Exercise brief ▸
Write out every line exactly, from the first line of the records below through the line that contains "Thanks @evulins for".

(Records from a collection)
PR #714, opened 2024-07-23
Fix modal for small screen sizes and arrow in the graph

evulins:
Changes made in this PR:

- disabled  arrows on the graph when there is no more data
- fix displaying modal with graph on small desktop and tablet screen sizes

[Trello task](https://trello.com/c/Edp8dmhP/1922-modal-for-tablet-sizes-does-not-scale-well)

### DIFF
--- a/app/javascript/react/components/Map/Map.tsx
+++ b/app/javascript/react/components/Map/Map.tsx
@@ -47,6 +47,7 @@ import {
 import { SessionTypes } from "../../types/filters";
 import { SessionList } from "../../types/sessionType";
 import { UserSettings } from "../../types/userStates";
+import { screenSizes } from "../../utils/media";
 import { pubSub } from "../../utils/pubSubManager";
 import useMobileDetection from "../../utils/useScreenSizeDetection";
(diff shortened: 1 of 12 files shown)


app/javascript/react/components/Map/Map.tsx
```diff
@@ -79,6 +80,8 @@ const Map = () => {
   const navigate = useNavigate();
   const { t } = useTranslation();
 
+  const isMobile1 = useMobileDetection(screenSizes.smallDesktop);
+
```
Sonje, line 84: I think it's not used anywhere, we can get rid of it, unless you had an idea what to do with it?

Sonje (approved):
Thanks @evulins for really thorough work around the issues in graph and TC on different resolutions. I added a comment about a possible leftover in the code in the Map component, otherwise your PR looks good code-wise and functionality-wise.
 
**Side note**: Good job with doing that mixed design for tablet widths (768<width<1024) as we talked in the office.

app/javascript/react/components/Map/Map.tsx
evulins: Sorry about that, this is leftover.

Exercise output ▸
PR #714, opened 2024-07-23
Fix modal for small screen sizes and arrow in the graph

evulins:
Changes made in this PR:

- disabled  arrows on the graph when there is no more data
- fix displaying modal with graph on small desktop and tablet screen sizes

[Trello task](https://trello.com/c/Edp8dmhP/1922-modal-for-tablet-sizes-does-not-scale-well)

### DIFF
--- a/app/javascript/react/components/Map/Map.tsx
+++ b/app/javascript/react/components/Map/Map.tsx
@@ -47,6 +47,7 @@ import {
 import { SessionTypes } from "../../types/filters";
 import { SessionList } from "../../types/sessionType";
 import { UserSettings } from "../../types/userStates";
+import { screenSizes } from "../../utils/media";
 import { pubSub } from "../../utils/pubSubManager";
 import useMobileDetection from "../../utils/useScreenSizeDetection";
(diff shortened: 1 of 12 files shown)


app/javascript/react/components/Map/Map.tsx
```diff
@@ -79,6 +80,8 @@ const Map = () => {
   const navigate = useNavigate();
   const { t } = useTranslation();
 
+  const isMobile1 = useMobileDetection(screenSizes.smallDesktop);
+
```
Sonje, line 84: I think it's not used anywhere, we can get rid of it, unless you had an idea what to do with it?

Sonje (approved):
Thanks @evulins for really thorough work around the issues in graph and TC on different resolutions. I added a comment about a possible leftover in the code in the Map component, otherwise your PR looks good code-wise and functionality-wise.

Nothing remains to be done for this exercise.